None of this is to say that education didn’t matter at all in the Virginia outcome. It’s way too early to make that kind of sweeping conclusion, especially when there’s good reason to believe that parents’ frustration with Covid-related school closings were a real factor in 2021.
Rather, it’s to say that the narrative that CRT was decisive in the Virginia election is not especially consistent with the evidence available right now.
The “thermostatic” explanation — and why it matters
In 1995, political scientist Chris Wlezien developed what’s called the “thermostatic” model of American politics. The idea is to think of the electorate as a person adjusting their thermostat: When the political environment gets “too hot” for their liking, they turn the thermostat down. When it gets “too cold,” they turn it back up.
In non-presidential elections, this means that voters swing back and forth in response to who’s in power — moving to Democrats when the system is controlled by Republicans and vice versa. The party out of power has an easier time motivating its base voters to turn out and rallying public opinion against policy overreach by the White House.
The thermostatic model has a lot of empirical support. It can explain why the president’s party almost always tends to lose seats in midterm elections, why 11 out of the last 12 Virginia governor’s elections have been gone against the party in power, and why Phil Murphy is the first New Jersey Democratic governor reelected since 1977 (and barely at that).
The simplest explanation of Virginia’s and New Jersey’s results is that we’re seeing thermostatic preferences at work. Republicans are angry that Democrats are in power, and Democrats are less excited with Trump out of the White House.
“Enthusiasm matters in elections. In VA, Youngkin got 84% of Trump’s 2020 vote [while] McAuliffe just 65% of Biden’s,” Amy Walter, the editor-in-chief of the Cook Political Report, wrote on Twitter.
Structural factors, like thermostatic public opinion or economic conditions, tend to be far more important in American elections than tactical choices by campaigns — which, generally speaking, only matter at the margins. What Youngkin said about CRT is probably less important than the fact that he was running as a Republican in 2021.
Of course, the thermostat doesn’t control everything. Much like a heat wave can overcome your air conditioning system, extreme events can overcome the normal dynamics of American elections. After the 9/11 attacks led to a surge in George W. Bush’s approval ratings, Republicans made gains in the 2002 midterms.
No similar event has buoyed Biden’s approval rating — in fact, it’s been quite the opposite. Negative media coverage of the Afghanistan withdrawal, Democratic infighting surrounding Biden’s economic agenda, and the pandemic’s persistence all seem to have taken a serious toll on the public’s perception of the Biden administration. Virginia Democrats would’ve already faced an uphill battle with a Democrat in the White House; that the Democratic president is now especially unpopular explains a lot about the November 2 results.
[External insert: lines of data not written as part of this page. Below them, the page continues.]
PR #541, opened 2020-05-23
Streamly: Internal: Data: Clean up hlint warnings

SanchayanMaity:
Another round of clean ups for #406 

Have not removed `SmallArray/Types.hs` and `Pipe/Types.hs` from `.hlint.ignore` as they still need some clean up which I am not sure if they should be made or silenced. Will come back to it in the end I guess.

Signed-off-by: Sanchayan Maity <maitysanchayan@gmail.com>

### DIFF
--- a/.hlint.ignore
+++ b/.hlint.ignore
@@ -1,6 +1,5 @@
 src/Streamly/Internal/BaseCompat.hs
 src/Streamly/Internal/Control/Monad.hs
-src/Streamly/Internal/Data/SVar.hs
 src/Streamly/Internal/Data/Stream/SVar.hs
 src/Streamly/Internal/Data/Stream/Serial.hs
 src/Streamly/Internal/Data/Stream/Zip.hs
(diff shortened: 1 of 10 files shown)


SanchayanMaity:
```
src/Streamly/Internal/Data/Prim/Array/Types.hs:67:1-66: Suggestion: Use newtype instead of data

Found:

  data MutablePrimArray s a = MutablePrimArray (MutableByteArray# s)

Perhaps:

  newtype MutablePrimArray s a

    = MutablePrimArray (MutableByteArray# s)

Note: decreases laziness
```
The CI job hlint gives the above suggestion however I do not get hints on my local setup for the same. Also wouldn't think of changing this to newtype. Trying out anyways gives the below error.

```
src/Streamly/Internal/Data/Prim/Array/Types.hs:67:32: error:
    * A newtype cannot have an unlifted argument type
    * In the definition of data constructor `MutablePrimArray'
      In the newtype declaration for `MutablePrimArray'
   |
67 | newtype MutablePrimArray s a = MutablePrimArray (MutableByteArray# s)
   |                                ^^^^^^^^^^^^^^^^^^^^^^^^^^^^^^^^^^^^^^
```
hlint false positive? I can see an issue ticket [here](https://github.com/ndmitchell/hlint/issues/316) and [here](https://github.com/ndmitchell/hlint/pull/308).

pranaysashank:
Yeah the hlint suggestion is wrong. It makes sense only on the latest ghc with `UnliftedNewtypes` extension.

src/Streamly/Internal/Data/Sink.hs
```diff
@@ -57,7 +57,7 @@ module Streamly.Internal.Data.Sink
     )
 where
 
-import Control.Monad (when, void)
```
adithyaov, line 60: Maybe we could avoid the use of `arrows`?

src/Streamly/Internal/Data/Sink.hs
```diff
@@ -57,7 +57,7 @@ module Streamly.Internal.Data.Sink
...
+import Control.Monad (when, void, (>=>))
```
adithyaov, line 60: Maybe we could avoid the use of arrows?

PR #542, opened 2020-05-28
Fix classifySessionsOf

harendra-kumar:


benchmark/lib/Streamly/Benchmark/Prelude.hs
```diff
@@ -2141,6 +2151,8 @@ o_n_space_serial_toList value =
           -- , benchIOSink value "toPure" toPure
           -- , benchIOSink value "toPureRev" toPureRev
                 ]
+          , benchIOSink (value `div` 10) "classifySessionsOf"
```
adithyaov, line 2154: Change `classifySessionsOf` to `classifySessionsOf/10` maybe to indicate that you're using something other than the default value. It's not a big deal though.

harendra-kumar:
This got merged via CLI, but github does not let us change the merge target to master. Closing.

Issue #653, opened 2020-08-22
Move Memory.Array to Data.Array.Storable.Pinned


harendra-kumar:
As per this plan: https://github.com/composewell/streamly/blob/module-org/design/module-organization.md .

Let's deprecate the old module and start using the new namespace.

harendra-kumar:
Or should we call it `Data.Array.Foreign` instead? The fact it has the ability to use `Foreign` memory/`ForeignPtr` is perhaps more important than `Storable`. Foreign also automatically implies `Storable`, it also implies that the memory is pinned so we do not need the `Pinned` suffix.

PR #674, opened 2020-08-27
Rename Unicode and Memory modules according the defined module structure

### LINKED ISSUE #652: Move Streamly.Data.Unicode to Streamly.Unicode
Like FileSystem/Network, `Unicode` can be a separate namespace directly under Streamly instead of under Data. This is also proposed in this: https://github.com/composewell/streamly/blob/module-org/design/module-organization.md .

We can deprecate the current Streamly.Data.Unicode and move it under streamly.

adithyaov:
CONTAINS BREAKING CHANGES

Closes #652 and #653


adithyaov:
@harendra-kumar Please review & merge this once the CI passes.

adithyaov:
We can remove `ArrayStream`.

harendra-kumar (commented):
Looks good except that we may want to change the array module to `Data.Array.Foreign` instead.

harendra-kumar (approved):
For unicode arrays (or unicode strings) we perhaps do not care about Storable/Foreign in the name.  Chars are anyway Storable, and we do not care if the array is foreign or not.

PR #691, opened 2020-09-14
New encoding/decoding routines.

### LINKED ISSUE #658: Use invalid character replacement as the default in encode/decodeUtf8
Our default encoding/decoding routines are partial, they throw errors when an invalid condition is encountered in the stream. This is a good idea to always let the user know about the error and let them use a lax version of the API which replaces the invalid chars instead of throwing errors.

More often than not, over a period of time users run into encoding/decoding errors and replace these with the lax versions. Also, the problem is that in casual testing they may not run into any crash due to this, it is relatively rare and therefore likely to come as a surprise at a later time. 

Therefore, I propose that we use the lax behavior for the default APIs i.e. `decodeUtf8` and `encodeUtf8` and use stricter versions `decodeUtf8'` and `encodeUtf8'` to enforce strict error behavior. Also we can use `decodeUtf8_` and `encodeUtf8_` for dropping the invalid chars instead of replacing them.

pranaysashank:
Add `encodeUtf8_`, `encodeLatin1_`, `encodeUtf8'`, `encodeLatin1'`, `decodeUtf8_`, `decodeUtf8'`, `decodeUtf8Arrays'`, `decodeUtf8Arrays_`. 

See #658. 

Closes #658

### DIFF
--- a/Changelog.md
+++ b/Changelog.md
@@ -1,5 +1,10 @@
 ## Unreleased
 
+### Enhancements
+
+* New encoding/decoding routines, `encodeUtf8'`, `encodeLatin1'`, `decodeUtf8'`,
+  are added, these routines fail when they encounter any invalid characters.
+
 ### Breaking changes
 
 * Deprecate `Streamly.Memory.Array` in favor of `Streamly.Data.Array.Storable.Foreign`
@@ -14,6 +19,12 @@
   constraint.
 * Change the associativity of combinators `serial`, `wSerial`,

How those results are interpreted, and which narratives take hold, matter because they shape the way the parties respond. They don’t have time to wait for a dissertation on the results to be published, and work with the limited information they have now.
“And now the real politics begins —the politics of explanation,” Georgetown’s Matt Glassman wrote after the race was called for Youngkin. “The bivariate result is obviously very important, but perhaps more important is how other officials — elected and not, in VA, in Washington, and elsewhere — understand it, and alter their actions.”
In a way, it’s convenient for both parties to believe the narrative about CRT swinging Virginia’s election: It flatters their ideological priors and suggests that they can do better by doing something as simple as adopting a new set of talking points. But the best evidence we have suggests they might be drawing the wrong conclusion.